Well, Wells actually, but Gurn’ sounds better.

Jesus it’s small. I haven’t really established the social life I wanted here. Evenings spent inside, drinking, playing on the computer. Not ideal. 

Wandering up and down the barren streets, with the exception of market days when it's joyously bustling, 

An astonishingly acute case of gonorrhoea...

The people I know have busy lives and why should I expect them to make an effort when I haven’t with them prior to living here?

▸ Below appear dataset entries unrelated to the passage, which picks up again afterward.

PR #6049, opened 2026-08-05
fix(oauth): preserve gateway catalog on empty fetch

### LINKED ISSUE #6046: OAuth fetch-tools deletes a gateway's whole catalog on an empty upstream response
### 🐞 Bug Summary

`fetch_tools_after_oauth()` calls `_reconcile_gateway_catalog()` without the
empty-response guard that every comparable path uses, so a `POST /oauth/fetch-tools/{gateway_id}`
that returns an empty `tools/list` **deletes the gateway's entire catalog** —
tools, resources, prompts, their `ToolMetric` rows, and their
`server_tool_association` rows (i.e. virtual server membership).

The endpoint still answers `HTTP 200` with `"Successfully fetched and created 0 tools"`,
so it reads as a harmless no-op while the catalog and its virtual-server wiring
are gone.

An empty response from an `authorization_code` gateway is a normal consequence of
a token that is accepted for `initialize` but carries no workspace authorization —
exactly the state after a half-completed re-authorization. The codebase already
says so, at `gateway_service.py:3616-3620`:

> For authorization_code OAuth gateways, empty responses may indicate a missing
> auth token rather than genuine removal of all items. Skip stale cleanup to
> prevent destructive deletion of tools, resources, prompts, and their virtual
> server associations. Mirrors the guard in `_refresh_gateway_tools_resources_prompts`.

That guard was never applied to the OAuth fetch path — which is the one path that
has already proven `grant_type == "authorization_code"` (it raises otherwise at
`gateway_service.py:2220`), so the guard's precondition is unconditionally true there.

### 🧩 Affected Component

- [x] `mcpgateway` - API
- [ ] Other (explain below)

---

### 🔁 Steps to Reproduce

1. Register a gateway with `grant_type: authorization_code` and complete the OAuth flow so tools are discovered. Add some of those tools to a virtual server.
2. Put the stored user token into a state where the upstream server accepts `initialize` but returns an empty `tools/list` (e.g. the upstream app authorization is revoked while the token itself remains parseable).
3. `POST /oauth/fetch-tools/{gateway_id}` — via the OAuth callback page button or the Gateways-list button.
4. Observe the `HTTP 200` response body: `Successfully fetched and created 0 tools`.
5. Query the database.

```sql
select count(*) from tools where gateway_id = '<gateway-id>';                 -- 0
select count(*) from server_tool_association sta join tools t on t.id = sta.tool_id
 where t.gateway_id = '<gateway-id>';                                         -- 0
```

Everything the gateway contributed is deleted, and re-fetching later restores the
tools but **not** their virtual server associations, which have to be rebuilt by hand.

---

### 🤔 Expected Behavior

An empty catalog from an `authorization_code` gateway should be treated as
"probably an auth problem", not as "the upstream deleted everything" — the same
way the reactivation and refresh paths already treat it.

Two differences from the guarded paths, both at `gateway_service.py:2302-2307`:

```python
reconcile_result = self._reconcile_gateway_catalog(
    db,
    gateway=gateway,
    catalog_sync=catalog_sync,
    log_context="gateway OAuth fetch",
)
```

1. `skip_stale_cleanup` is not passed, so it defaults to `False` and stale cleanup runs.
2. `stale_created_via_values` is not passed, so it defaults to `None`, and
   `_created_via_allowed()` (`gateway_service.py:6009`) returns
   `stale_created_via_values is None or …` — meaning **every** row is eligible for
   deletion, including hand-created `api`/`ui`/legacy entries. The refresh path at
   `gateway_service.py:6335` restricts this to MCP-discovered origins.

Of the five `_reconcile_gateway_catalog()` call sites, this is the only
hand-triggered one with no protection at all:

| Line | `log_context` | Guard |
|---|---|---|
| 2302 | `gateway OAuth fetch` | **none** |
| 3128 | `gateway update` | none |
| 3625 | `gateway reactivation` | `skip_stale_cleanup=` |
| 4281 | `gateway lifecycle worker` | none |
| 6335 | `gateway refresh (…)` | early return on empty + `stale_created_via_values` |

Suggested fix — mirror the reactivation guard:

```python
skip_stale_cleanup = not tools and not resources and not prompts
if skip_stale_cleanup:
    logger.warning(
        "Empty catalog from auth_code gateway %s during OAuth fetch, preserving existing items",
        gateway.name,
    )
reconcile_result = self._reconcile_gateway_catalog(
    db,
    gateway=gateway,
    catalog_sync=catalog_sync,
    log_context="gateway OAuth fetch",
    stale_created_via_values={"MCP", "federation", "health_check", "manual_refresh", "oauth", "update"},
    skip_stale_cleanup=skip_stale_cleanup,
)
```

The `is_auth_code_gateway` term the other sites compute is unnecessary here, since
the function has already validated the grant type.

It would also help if the response distinguished "upstream reported N tools" from
"N rows written" — the current message made a destructive outcome look like a no-op.

---

### 📓 Logs / Error Output

Nothing is logged at WARNING or above; the deletion is silent. The only hint is an
INFO line from the *non*-deleting branch of `_reconcile_gateway_catalog`:

```
No new items to add to database
```

and the success response:

```json
{"success": true, "message": "Successfully fetched and created 0 tools"}
```

---

### 🧠 Environment Info

| Key | Value |
|-----|-------|
| Version or commit | `v1.0.6`, and still present on `main@7c042d21` |
| Runtime | Python 3.12, Gunicorn + Uvicorn |
| Container | `ghcr.io/ibm/mcp-context-forge` |

---

Verified by reading `main@7c042d21`: the call at `gateway_service.py:2302-2307`
still passes neither argument.

The reason this is easy to hit rather than theoretical: the natural operator
reaction to an OAuth gateway that has stopped working is to click *Fetch Tools* to
see whether it recovers. If the token is in the accepted-but-unauthorized state,
that click is what destroys the catalog.

Happy to open a PR with the guard plus a regression test if the approach above
looks right.

Linxiushen:
## Summary

- treat an empty catalog returned by the authorization-code OAuth fetch path as a probable authorization problem and preserve the gateway's existing tools, resources, prompts, metrics, and virtual-server associations
- restrict non-empty OAuth reconciliation to MCP-discovered entries so API/UI and legacy entries attached to the gateway are not pruned
- log a warning when the destructive cleanup guard is activated

## Testing

- `pytest tests/unit/mcpgateway/services/test_gateway_service.py -q` (full file passed, 1 existing skip)
- `pytest tests/unit/mcpgateway/services/test_gateway_service.py -k fetch_tools_after_oauth -q` (7 passed)
- `ruff check mcpgateway/services/gateway_service.py`
- `git diff --check`

Closes #6046

---
This change was developed with AI assistance (Claude); the code and tests were reviewed and verified locally before submission.

### DIFF
--- a/tests/unit/mcpgateway/services/test_gateway_service.py
+++ b/tests/unit/mcpgateway/services/test_gateway_service.py
@@ -16,6 +16,7 @@ from __future__ import annotations
 # Standard
 import asyncio
 from datetime import datetime, timedelta, timezone
+import logging
 import sys
 from types import SimpleNamespace
 from typing import TypeVar
@@ -4994,15 +4995,72 @@ async def test_fetch_tools_after_oauth_streamablehttp(gateway_service, monkeypat
 
 
 @pytest.mark.asyncio
+async def test_fetch_tools_after_oauth_empty_catalog_preserves_existing_items(gateway_service, monkeypatch, caplog):
+    gateway = MagicMock(spec=DbGateway)
+    gateway.id = "gw-1"
+    gateway.name = "gw"
+    gateway.oauth_config = {"grant_type": "authorization_code"}
+    gateway.transport = "streamablehttp"
+    gateway.tools = [SimpleNamespace(id=1, original_name="existing-tool", created_via="oauth")]
+    gateway.resources = [SimpleNamespace(id=2, uri="existing://resource", created_via="oauth")]
+    gateway.prompts = [SimpleNamespace(id=3, original_name="existing-prompt", created_via="oauth")]
+
+    db = MagicMock()
+    result = MagicMock()
+    result.scalar_one_or_none.return_value = gateway
+    db.execute.return_value = result
+
+    class DummyTokenStorage:
+        def __init__(self, _db):
+            self.db = _db
+
+        async def get_user_token(self, _gateway_id, _email):
+            return "token"
+
+        async def get_user_learned_audience(self, _gateway_id, _email):
+            return (None, None)
+
+    monkeypatch.setattr("mcpgateway.services.token_storage_service.TokenStorageService", DummyTokenStorage)
+    gateway_service.connect_to_streamablehttp_server = AsyncMock(return_value=({}, [], [], [], []))
+    gateway_service._update_or_create_tools = MagicMock(return_value=[])
+    gateway_service._update_or_create_resources = MagicMock(return_value=[])
+    gateway_service._update_or_create_prompts = MagicMock(return_value=[])
+
+    registry_cache = SimpleNamespace(
+        invalidate_tools=AsyncMock(),
+        invalidate_resources=AsyncMock(),
+        invalidate_prompts=AsyncMock(),
+    )
+    tool_lookup_cache = SimpleNamespace(invalidate_gateway=AsyncMock())
+    monkeypatch.setattr("mcpgateway.services.gateway_service._get_registry_cache", lambda: registry_cache)
+    monkeypatch.setattr("mcpgateway.services.gateway_service._get_tool_lookup_cache", lambda: tool_lookup_cache)
+    monkeypatch.setattr("mcpgateway.services.gateway_service.register_gateway_capabilities_for_notifications", MagicMock())
+    monkeypatch.setattr("mcpgateway.cache.admin_stats_cache.admin_stats_cache", SimpleNamespace(invalidate_tags=AsyncMock()))
+
+    with caplog.at_level(logging.WARNING):
+        await gateway_service.fetch_tools_after_oauth(db, "gw-1", "user@example.com")
+
+    assert gateway.tools[0].original_name == "existing-tool"
+    assert gateway.resources[0].uri == "existing://resource"
+    assert gateway.prompts[0].original_name == "existing-prompt"
+    assert db.execute.call_count == 1
+    assert "preserving existing items" in caplog.text
+
+
+@pytest.mark.asyncio
 async def test_fetch_tools_after_oauth_cleanup_and_adds_items(gateway_service, monkeypatch):
     gateway = MagicMock(spec=DbGateway)
     gateway.id = "gw-1"
     gateway.name = "gw"
     gateway.oauth_config = {"grant_type": "authorization_code"}
     gateway.transport = "sse"
-    gateway.tools = [SimpleNamespace(id=1, original_name="old-tool"), SimpleNamespace(id=2, original_name="keep-tool")]
-    gateway.resources = [SimpleNamespace(id=3, uri="old://res"), SimpleNamespace(id=4, uri="keep://res")]
-    gateway.prompts = [SimpleNamespace(id=5, original_name="old-prompt"), SimpleNamespace(id=6, original_name="keep-prompt")]
+    gateway.tools = [
+        SimpleNamespace(id=1, original_name="old-tool", created_via="oauth"),
+        SimpleNamespace(id=2, original_name="keep-tool", created_via="oauth"),
+        SimpleNamespace(id=7, original_name="ui-tool", created_via="ui"),
+    ]
+    gateway.resources = [SimpleNamespace(id=3, uri="old://res", created_via="oauth"), SimpleNamespace(id=4, uri="keep://res", created_via="oauth")]
+    gateway.prompts = [SimpleNamespace(id=5, original_name="old-prompt", created_via="oauth"), SimpleNamespace(id=6, original_name="keep-prompt", created_via="oauth")]
     gateway.capabilities = {}
     gateway.last_seen = None
 
@@ -5047,7 +5105,7 @@ async def test_fetch_tools_after_oauth_cleanup_and_adds_items(gateway_service, m
     result_data = await gateway_service.fetch_tools_after_oauth(db, "gw-1", "user@example.com")
 
     assert result_data["capabilities"]["resources"] is True
-    assert len(gateway.tools) == 1
+    assert {tool.original_name for tool in gateway.tools} == {"keep-tool", "ui-tool"}
     assert len(gateway.resources) == 1
     assert len(gateway.prompts) == 1
 
--- a/mcpgateway/services/gateway_service.py
+++ b/mcpgateway/services/gateway_service.py
@@ -2299,11 +2299,21 @@ class GatewayService(BaseService):  # pylint: disable=too-many-instance-attribut
                 prompts=prompts,
                 created_via="oauth",
             )
+
+            skip_stale_cleanup = not tools and not resources and not prompts
+            if skip_stale_cleanup:
+                logger.warning("Empty catalog from auth_code gateway %s during OAuth fetch, preserving existing items", gateway.name)
+
+            # Only prune entries that came from MCP discovery. API/UI and legacy
+            # entries can share the gateway but are not authoritative upstream data.
+            mcp_created_via_values = {"MCP", "federation", "health_check", "manual_refresh", "oauth", "update"}
             reconcile_result = self._reconcile_gateway_catalog(
                 db,
                 gateway=gateway,
                 catalog_sync=catalog_sync,
                 log_context="gateway OAuth fetch",
+                stale_created_via_values=mcp_created_via_values,
+                skip_stale_cleanup=skip_stale_cleanup,
             )
 
             # Update gateway capabilities and last_seen


tests/unit/mcpgateway/services/test_gateway_service.py
```diff
@@ -4993,16 +4994,73 @@ async def get_user_learned_audience(self, _gateway_id, _email):
...
+    gateway.resources = [SimpleNamespace(id=2, uri="existing://resource", created_via="oauth")]
+    gateway.prompts = [SimpleNamespace(id=3, original_name="existing-prompt", created_via="oauth")]
+
+    db = MagicMock()
+    result = MagicMock()
+    result.scalar_one_or_none.return_value = gateway
+    db.execute.return_value = result
+
+    class DummyTokenStorage:
+        def __init__(self, _db):
```
ja8zyjits: `DummyTokenStorage.__init__` lacks `user_context=None` — `TypeError` at call time

tests/unit/mcpgateway/services/test_gateway_service.py
```diff
@@ -4993,16 +4994,73 @@ async def get_user_learned_audience(self, _gateway_id, _email):
...
+    gateway.oauth_config = {"grant_type": "authorization_code"}
+    gateway.transport = "streamablehttp"
+    gateway.tools = [SimpleNamespace(id=1, original_name="existing-tool", created_via="oauth")]
+    gateway.resources = [SimpleNamespace(id=2, uri="existing://resource", created_via="oauth")]
+    gateway.prompts = [SimpleNamespace(id=3, original_name="existing-prompt", created_via="oauth")]
+
+    db = MagicMock()
+    result = MagicMock()
+    result.scalar_one_or_none.return_value = gateway
+    db.execute.return_value = result
```
ja8zyjits:
```python
result = MagicMock()
result.scalar_one_or_none.return_value = gateway  # spec=DbGateway
db.execute.return_value = result
```

Second `db.execute` call (line 2354, `select(DbEmailUser)`) returns same mock. `scalar_one_or_none()` returns `DbGateway` mock. Line 2355 accesses `user.is_admin` — `DbGateway` has no `is_admin`. Python raises `AttributeError` before caplog assertions.

Fix — use `side_effect` per sibling test `test_fetch_tools_after_oauth_streamablehttp`
```python
mock_user = MagicMock()
mock_user.is_admin = False
gateway_result = MagicMock()
gateway_result.scalar_one_or_none.return_value = gateway
user_result = MagicMock()
user_result.scalar_one_or_none.return_value = mock_user
db.execute.side_effect = [gateway_result, user_result]
```

tests/unit/mcpgateway/services/test_gateway_service.py
```diff
@@ -4993,16 +4994,73 @@ async def get_user_learned_audience(self, _gateway_id, _email):
...
+    monkeypatch.setattr("mcpgateway.services.gateway_service.register_gateway_capabilities_for_notifications", MagicMock())
+    monkeypatch.setattr("mcpgateway.cache.admin_stats_cache.admin_stats_cache", SimpleNamespace(invalidate_tags=AsyncMock()))
+
+    with caplog.at_level(logging.WARNING):
+        await gateway_service.fetch_tools_after_oauth(db, "gw-1", "user@example.com")
+
+    assert gateway.tools[0].original_name == "existing-tool"
+    assert gateway.resources[0].uri == "existing://resource"
+    assert gateway.prompts[0].original_name == "existing-prompt"
+    assert db.execute.call_count == 1
```
ja8zyjits: — `db.execute.call_count == 1` is wrong
`fetch_tools_after_oauth` calls `db.execute` at least twice:
1. `gateway_service.py:2323` — `select(DbGateway)` gateway lookup
2. `gateway_service.py:2354` — `select(DbEmailUser)` is_admin lookup

Assertion `assert db.execute.call_count == 1` fails once `DummyTokenStorage.__init__` is fixed and test reaches this line.

**Fix:** Remove assertion or change to `assert db.execute.call_count >= 2`.

ja8zyjits:
Hi @Linxiushen 
please check the comments
You may have to do rebase

Linxiushen:
Hi @ja8zyjits, thanks for picking this one up.

**"please check the comments" — I can't find them**

I'd rather ask than guess at the wrong points: on this PR I only see your message. The Conversation tab has no other comment, Files changed has no inline comments, and the API agrees — `/pulls/6049/reviews` and `/pulls/6049/comments` are both empty, with 0 review threads. The linked issue #6046 has no comments either, beyond @tw-360vier's original report.

Could you point me at where they are? Possibilities I can think of:

- a review that's still pending and not submitted — those aren't visible from the outside;
- a different PR: if you meant #6050, @gcgoncalves commented there earlier today and I've replied and pushed a fix (`3d298cd`);
- CI: the Checks tab here shows only DCO, but under Actions there are 13 `pull_request` workflow runs for `e147e4b` dated 2026-08-05 that all ended as "failure" with no jobs recorded — they failed at startup, so there are no logs or annotations on them to read. If that red is what you meant, pushing the updated branch should produce a real run this time (the push to #6050 today started 14 runs that executed normally), and I'll fix whatever they report.

Whatever it is, send it over and I'll work through it point by point.

**Bringing the branch up to date — done**

The branch is now up to date with current `main` (`1950bcb`). Both touched files auto-merged with no conflicts. I used a merge rather than a rebase so the original commit isn't rewritten and no force-push is needed; the merge base becomes `1950bcb`, so Files changed still lists only the two files rather than dragging in unrelated history. If you'd rather have a linear, single-commit branch, just say so and I'll rebase and force-push instead — I checked that the rebase is conflict-free as well.

**The bug is still present on current `main`**

In `fetch_tools_after_oauth`, the `_reconcile_gateway_catalog()` call still passes neither `skip_stale_cleanup` nor `stale_created_via_values`, so an empty upstream `tools/list` still deletes the gateway's catalog. I checked this on the updated branch by reverting only the source change: `test_fetch_tools_after_oauth_empty_catalog_preserves_existing_items` then fails with `IndexError` because `gateway.tools` has been emptied, and `test_fetch_tools_after_oauth_cleanup_and_adds_items` fails too. With the guard in place both pass.

**One follow-up commit on top of the merge**

The merge on its own leaves the branch red, so this isn't just polish: `fetch_tools_after_oauth` gained an `EmailUser` lookup upstream (to build `user_context` for `TokenStorageService`), and the regression test's single mocked `db.execute` result made that lookup return the gateway mock, failing with `AttributeError: Mock object has no attribute 'is_admin'`. The follow-up commit therefore:

- mocks the gateway and user lookups separately, and lets the dummy token storage accept `user_context`;
- replaces `assert db.execute.call_count == 1` with an assertion that no `DELETE` statement is issued — the call count is no longer a proxy for "no stale cleanup ran" now that the function issues a second SELECT;
- routes `gateway.name` in the new warning through `SecurityValidator.sanitize_log_message()`, matching the log hygiene the rest of `fetch_tools_after_oauth` adopted upstream in the meantime.

**Re-run on the updated branch** (Python 3.12):

- `pytest tests/unit/mcpgateway/services/test_gateway_service.py` → 397 passed, 1 skipped (the pre-existing "Yet to implement" skip)
- `pytest` over `tests/unit/mcpgateway/routers/test_oauth_router.py` and `tests/unit/mcpgateway/services/{test_gateway_auto_refresh,test_gateway_service_extended,test_gateway_service_health_oauth,test_gateway_service_helpers,test_gateway_service_oauth_comprehensive}.py` → 501 passed
- `pylint mcpgateway/services/gateway_service.py --rcfile=.pylintrc.mcpgateway --fail-on E` (3.3.9, the pin in `lint.yml`) → 10.00/10
- `ruff check` and `ruff format --check` (0.15.16, the rev pinned in `.pre-commit-config.yaml`) on the same file → clean

Happy to reshape the guard if you'd prefer a different form — for example folding `mcp_created_via_values` into a module-level constant shared with the refresh path, which is the one bit of duplication this leaves behind.

ja8zyjits (changes requested):
LGTM

ja8zyjits:
@Linxiushen 
My bad, i didnt post them, they were still in pending stage

tests/unit/mcpgateway/services/test_gateway_service.py
Linxiushen: Fixed in e3b524d: `DummyTokenStorage.__init__` is now `(self, _db, user_context=None)` and stores it. Thanks — this was exactly right.

tests/unit/mcpgateway/services/test_gateway_service.py
Linxiushen: Fixed in e3b524d, along the lines you suggested. I used a `side_effect` callable rather than a list so the test can also record the statements: `mock_execute` returns `gateway_result` then `user_result` (the latter with `is_admin = False`) and appends every statement to `executed_statements`. Same effect as the `side_effect=[gateway_result, user_result]` form from `test_fetch_tools_after_oauth_streamablehttp`, plus it feeds the DELETE assertion below.

tests/unit/mcpgateway/services/test_gateway_service.py
Linxiushen: Agreed, and fixed in e3b524d. Rather than loosening it to `>= 2`, the assertion now checks the thing it was standing in for directly: `assert [s for s in executed_statements if isinstance(s, Delete)] == []`. That stays correct regardless of how many SELECTs the function grows later.

Linxiushen:
Thanks @ja8zyjits, and no problem at all about the pending state — that explains it.

All three points were already addressed in e3b524d, which I pushed earlier today when bringing the branch up to date with `main`. Upstream had added the `select(DbEmailUser)` lookup in the six weeks this PR sat, which broke the test in exactly the ways you describe, so I hit the same three problems:

- `DummyTokenStorage.__init__` now takes `user_context=None`.
- `db.execute` now returns the gateway result and then a user result with `is_admin = False`, via a `side_effect` callable (the callable rather than a list so it can also record the statements).
- `assert db.execute.call_count == 1` is gone. It is now `assert [s for s in executed_statements if isinstance(s, Delete)] == []`, which asserts the actual invariant instead of using the call count as a proxy.

Current state on the branch: `pytest tests/unit/mcpgateway/services/test_gateway_service.py` gives 397 passed, 1 skipped (the pre-existing "Yet to implement" skip), and the six related OAuth/gateway test files give 501 passed. Reverting just the source change makes both `fetch_tools_after_oauth` tests fail again, so the guard is what they are testing. `pylint` on the touched file is 10.00/10.

Your review shows as Changes requested with a body of "LGTM" — I read that as the pending comments having been the substance. If there is anything left you would like changed, please say and I will turn it around.

tests/unit/mcpgateway/services/test_gateway_service.py
```diff
@@ -5253,16 +5255,96 @@ async def get_user_learned_audience(self, _gateway_id, _email):
     assert "capabilities" in result_data
 
 
+@pytest.mark.asyncio
+async def test_fetch_tools_after_oauth_empty_catalog_preserves_existing_items(gateway_service, monkeypatch, caplog):
```
ja8zyjits, line 5259: **Problem:** `skip_stale_cleanup = not tools and not resources and not prompts` triggers only when all three empty. Partial-empty responses (e.g. tools present, resources absent) run stale cleanup guarded solely by `stale_created_via_values`.
- **Fix:** Add unit test covering partial-empty response path during OAuth catalog fetch.

ja8zyjits (changes requested):
Just one more change and we are good to merge this.

ja8zyjits:
@Linxiushen sorry for the LGTM confusion.
Please address the new comments and we are good to merge this.

Thanks for the contribution

ja8zyjits:
@Linxiushen Please hold of the fixes.

Main is frozen. WIll inform you to rebase and fix after main is open again.

Thanks for your patience.

Regards,
Jitesh

tests/unit/mcpgateway/services/test_gateway_service.py
Linxiushen: Written and passing locally as `test_fetch_tools_after_oauth_partial_catalog_prunes_only_mcp_discovered_items` — not pushed, since main is frozen; it will land with the rebase once you give the word.

The mocked upstream returns one tool and no resources or prompts, so `skip_stale_cleanup` stays False and stale cleanup runs across all three categories. The test asserts:

- the "preserving existing items" warning is not emitted, i.e. the empty-catalog guard stays reserved for the all-empty response;
- stale MCP-discovered rows are pruned in every category, including resources and prompts that came back empty;
- rows attached through the API/UI (`created_via` "api" / "ui") survive untouched;
- the emitted DELETE statements target exactly the stale MCP-discovered ids and nothing else.

Treating a partial response as authoritative is deliberate: a server that answers `tools/list` while genuinely having no resources or prompts is a normal shape, not an authorization failure, so only `stale_created_via_values` guards that path. The two tests now pin the two arguments independently - removing `stale_created_via_values` from the `_reconcile_gateway_catalog` call fails the new partial test, and removing `skip_stale_cleanup` fails `test_fetch_tools_after_oauth_empty_catalog_preserves_existing_items`. I verified both by reverting each argument in turn.

`pytest tests/unit/mcpgateway/services/test_gateway_service.py` gives 398 passed, 1 skipped (the pre-existing "Yet to implement" skip), and the six related OAuth/gateway test files give 501 passed.

Linxiushen:
Understood, thanks for the heads-up - nothing pushed, and I will wait for your go-ahead before touching the branch.

The work is ready locally for when main reopens:

- the partial-empty test you asked for is written and green; details are in the thread on your review comment.
- `.secrets.baseline` needed a refresh. The only red check on the current head is Pre-commit Checks, and it fails solely because IBM Detect Secrets rewrites two `line_number` fields for `tests/unit/mcpgateway/services/test_gateway_service.py`, which this PR shifts. Every other hook in that job passes. `pre-commit run detect-secrets --all-files` is clean with the updated baseline.

One thing worth flagging for the rebase: `.secrets.baseline` is the only file that conflicts with current main, because main regenerates it frequently. When you give the word I will rebase onto main, regenerate the baseline as the final step so it lands with current line numbers, rerun the gateway and OAuth suites, and force-push.

ja8zyjits:
@Linxiushen Main is open again.
please rebase and let me know

Regards,
Jitesh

Cue trips away visiting friends. More reading and watching of substantial things. I no longer watch TV other than the news, partly because if something doesn’t grab me entirely - and I’m prepared to watch a couple of episodes - I’m going to drop it. 

I feel the content of most dramas is so lazy or algorhythmical that they just don’t merit watching.

"Oo, let's see how many willies we can get into this programme!" seems to be the remit for most programming.

And Michael Macintyre and Simon Cowell and their ilk must die. 

Trumpian I know...

 Of course, I should be more gregarious but what with the executive functions almost always offline, it’s difficult.  

Bath beckons. So even does Glastonbury, if only - like Camden Market - to remind myself why I haven’t been there for years, and therefore prevent any more silly deluded thoughts for another few years.